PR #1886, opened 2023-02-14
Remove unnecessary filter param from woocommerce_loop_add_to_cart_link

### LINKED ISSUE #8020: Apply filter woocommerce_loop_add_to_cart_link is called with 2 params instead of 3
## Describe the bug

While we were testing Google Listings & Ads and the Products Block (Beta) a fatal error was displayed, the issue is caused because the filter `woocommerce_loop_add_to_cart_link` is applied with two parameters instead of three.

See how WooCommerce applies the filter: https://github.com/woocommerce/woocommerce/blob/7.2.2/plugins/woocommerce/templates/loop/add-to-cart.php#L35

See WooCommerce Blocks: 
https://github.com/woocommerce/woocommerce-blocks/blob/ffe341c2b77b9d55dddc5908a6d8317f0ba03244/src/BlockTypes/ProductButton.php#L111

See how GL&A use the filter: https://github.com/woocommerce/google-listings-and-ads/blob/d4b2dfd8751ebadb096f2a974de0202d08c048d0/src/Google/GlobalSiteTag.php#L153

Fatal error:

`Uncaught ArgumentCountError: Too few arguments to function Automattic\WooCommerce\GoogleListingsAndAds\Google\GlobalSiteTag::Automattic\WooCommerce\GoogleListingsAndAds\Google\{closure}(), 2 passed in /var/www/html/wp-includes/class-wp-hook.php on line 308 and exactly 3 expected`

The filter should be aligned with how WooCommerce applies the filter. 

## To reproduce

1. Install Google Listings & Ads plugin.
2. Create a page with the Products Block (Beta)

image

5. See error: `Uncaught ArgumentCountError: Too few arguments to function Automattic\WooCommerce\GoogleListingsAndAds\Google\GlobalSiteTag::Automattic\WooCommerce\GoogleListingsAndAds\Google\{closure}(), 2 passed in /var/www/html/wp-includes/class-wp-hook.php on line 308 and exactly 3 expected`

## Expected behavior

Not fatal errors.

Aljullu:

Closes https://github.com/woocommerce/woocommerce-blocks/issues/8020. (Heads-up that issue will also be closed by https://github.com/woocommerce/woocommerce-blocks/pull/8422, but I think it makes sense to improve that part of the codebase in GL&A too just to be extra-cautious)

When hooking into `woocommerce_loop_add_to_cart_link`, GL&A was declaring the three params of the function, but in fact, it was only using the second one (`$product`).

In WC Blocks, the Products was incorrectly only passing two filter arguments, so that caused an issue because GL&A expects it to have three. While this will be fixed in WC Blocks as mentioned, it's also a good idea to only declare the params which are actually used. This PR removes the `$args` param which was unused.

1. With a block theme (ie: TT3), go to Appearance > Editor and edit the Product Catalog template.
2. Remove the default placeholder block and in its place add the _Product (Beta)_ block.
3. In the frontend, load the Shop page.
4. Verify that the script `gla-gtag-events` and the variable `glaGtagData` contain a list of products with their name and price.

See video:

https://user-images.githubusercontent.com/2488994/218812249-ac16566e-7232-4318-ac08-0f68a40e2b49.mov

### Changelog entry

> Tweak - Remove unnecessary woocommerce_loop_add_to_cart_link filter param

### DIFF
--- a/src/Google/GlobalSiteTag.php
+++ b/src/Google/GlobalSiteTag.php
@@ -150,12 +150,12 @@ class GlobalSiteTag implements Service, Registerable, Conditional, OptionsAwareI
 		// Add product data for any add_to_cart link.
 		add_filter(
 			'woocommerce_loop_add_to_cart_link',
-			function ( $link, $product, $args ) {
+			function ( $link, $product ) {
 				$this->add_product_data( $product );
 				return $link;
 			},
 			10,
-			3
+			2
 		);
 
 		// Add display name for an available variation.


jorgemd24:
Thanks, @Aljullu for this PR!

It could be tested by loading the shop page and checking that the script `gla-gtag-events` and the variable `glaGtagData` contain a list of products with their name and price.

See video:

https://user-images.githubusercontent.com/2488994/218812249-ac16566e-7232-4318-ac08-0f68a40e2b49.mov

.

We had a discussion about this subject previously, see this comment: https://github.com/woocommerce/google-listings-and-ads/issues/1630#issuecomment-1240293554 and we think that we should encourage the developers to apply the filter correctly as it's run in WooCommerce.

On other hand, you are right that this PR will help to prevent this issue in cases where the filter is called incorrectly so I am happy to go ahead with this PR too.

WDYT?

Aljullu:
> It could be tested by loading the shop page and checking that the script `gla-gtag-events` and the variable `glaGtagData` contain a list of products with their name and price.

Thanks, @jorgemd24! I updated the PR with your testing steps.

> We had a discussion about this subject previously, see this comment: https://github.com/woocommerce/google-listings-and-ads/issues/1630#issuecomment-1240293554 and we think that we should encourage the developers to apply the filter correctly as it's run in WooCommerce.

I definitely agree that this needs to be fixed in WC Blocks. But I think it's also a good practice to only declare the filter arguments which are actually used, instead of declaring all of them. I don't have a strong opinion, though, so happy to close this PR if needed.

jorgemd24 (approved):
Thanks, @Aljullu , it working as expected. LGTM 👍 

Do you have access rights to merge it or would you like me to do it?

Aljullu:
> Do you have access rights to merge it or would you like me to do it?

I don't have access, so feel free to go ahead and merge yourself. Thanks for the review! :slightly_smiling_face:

WHAT TO PRODUCE ▸ Output all of the listing exactly as written.

EXPECTED OUTPUT ▸
PR #1886, opened 2023-02-14
Remove unnecessary filter param from woocommerce_loop_add_to_cart_link

### LINKED ISSUE #8020: Apply filter woocommerce_loop_add_to_cart_link is called with 2 params instead of 3
## Describe the bug

While we were testing Google Listings & Ads and the Products Block (Beta) a fatal error was displayed, the issue is caused because the filter `woocommerce_loop_add_to_cart_link` is applied with two parameters instead of three.

See how WooCommerce applies the filter: https://github.com/woocommerce/woocommerce/blob/7.2.2/plugins/woocommerce/templates/loop/add-to-cart.php#L35

See WooCommerce Blocks: 
https://github.com/woocommerce/woocommerce-blocks/blob/ffe341c2b77b9d55dddc5908a6d8317f0ba03244/src/BlockTypes/ProductButton.php#L111

See how GL&A use the filter: https://github.com/woocommerce/google-listings-and-ads/blob/d4b2dfd8751ebadb096f2a974de0202d08c048d0/src/Google/GlobalSiteTag.php#L153

Fatal error:

`Uncaught ArgumentCountError: Too few arguments to function Automattic\WooCommerce\GoogleListingsAndAds\Google\GlobalSiteTag::Automattic\WooCommerce\GoogleListingsAndAds\Google\{closure}(), 2 passed in /var/www/html/wp-includes/class-wp-hook.php on line 308 and exactly 3 expected`

The filter should be aligned with how WooCommerce applies the filter. 

## To reproduce

1. Install Google Listings & Ads plugin.
2. Create a page with the Products Block (Beta)

image

5. See error: `Uncaught ArgumentCountError: Too few arguments to function Automattic\WooCommerce\GoogleListingsAndAds\Google\GlobalSiteTag::Automattic\WooCommerce\GoogleListingsAndAds\Google\{closure}(), 2 passed in /var/www/html/wp-includes/class-wp-hook.php on line 308 and exactly 3 expected`

## Expected behavior

Not fatal errors.

Aljullu:

Closes https://github.com/woocommerce/woocommerce-blocks/issues/8020. (Heads-up that issue will also be closed by https://github.com/woocommerce/woocommerce-blocks/pull/8422, but I think it makes sense to improve that part of the codebase in GL&A too just to be extra-cautious)

When hooking into `woocommerce_loop_add_to_cart_link`, GL&A was declaring the three params of the function, but in fact, it was only using the second one (`$product`).

In WC Blocks, the Products was incorrectly only passing two filter arguments, so that caused an issue because GL&A expects it to have three. While this will be fixed in WC Blocks as mentioned, it's also a good idea to only declare the params which are actually used. This PR removes the `$args` param which was unused.

1. With a block theme (ie: TT3), go to Appearance > Editor and edit the Product Catalog template.
2. Remove the default placeholder block and in its place add the _Product (Beta)_ block.
3. In the frontend, load the Shop page.
4. Verify that the script `gla-gtag-events` and the variable `glaGtagData` contain a list of products with their name and price.

See video:

https://user-images.githubusercontent.com/2488994/218812249-ac16566e-7232-4318-ac08-0f68a40e2b49.mov

### Changelog entry

> Tweak - Remove unnecessary woocommerce_loop_add_to_cart_link filter param

### DIFF
--- a/src/Google/GlobalSiteTag.php
+++ b/src/Google/GlobalSiteTag.php
@@ -150,12 +150,12 @@ class GlobalSiteTag implements Service, Registerable, Conditional, OptionsAwareI
 		// Add product data for any add_to_cart link.
 		add_filter(
 			'woocommerce_loop_add_to_cart_link',
-			function ( $link, $product, $args ) {
+			function ( $link, $product ) {
 				$this->add_product_data( $product );
 				return $link;
 			},
 			10,
-			3
+			2
 		);
 
 		// Add display name for an available variation.


jorgemd24:
Thanks, @Aljullu for this PR!

It could be tested by loading the shop page and checking that the script `gla-gtag-events` and the variable `glaGtagData` contain a list of products with their name and price.

See video:

https://user-images.githubusercontent.com/2488994/218812249-ac16566e-7232-4318-ac08-0f68a40e2b49.mov

.

We had a discussion about this subject previously, see this comment: https://github.com/woocommerce/google-listings-and-ads/issues/1630#issuecomment-1240293554 and we think that we should encourage the developers to apply the filter correctly as it's run in WooCommerce.

On other hand, you are right that this PR will help to prevent this issue in cases where the filter is called incorrectly so I am happy to go ahead with this PR too.

WDYT?

Aljullu:
> It could be tested by loading the shop page and checking that the script `gla-gtag-events` and the variable `glaGtagData` contain a list of products with their name and price.

Thanks, @jorgemd24! I updated the PR with your testing steps.

> We had a discussion about this subject previously, see this comment: https://github.com/woocommerce/google-listings-and-ads/issues/1630#issuecomment-1240293554 and we think that we should encourage the developers to apply the filter correctly as it's run in WooCommerce.

I definitely agree that this needs to be fixed in WC Blocks. But I think it's also a good practice to only declare the filter arguments which are actually used, instead of declaring all of them. I don't have a strong opinion, though, so happy to close this PR if needed.

jorgemd24 (approved):
Thanks, @Aljullu , it working as expected. LGTM 👍 

Do you have access rights to merge it or would you like me to do it?

Aljullu:
> Do you have access rights to merge it or would you like me to do it?

I don't have access, so feel free to go ahead and merge yourself. Thanks for the review! :slightly_smiling_face:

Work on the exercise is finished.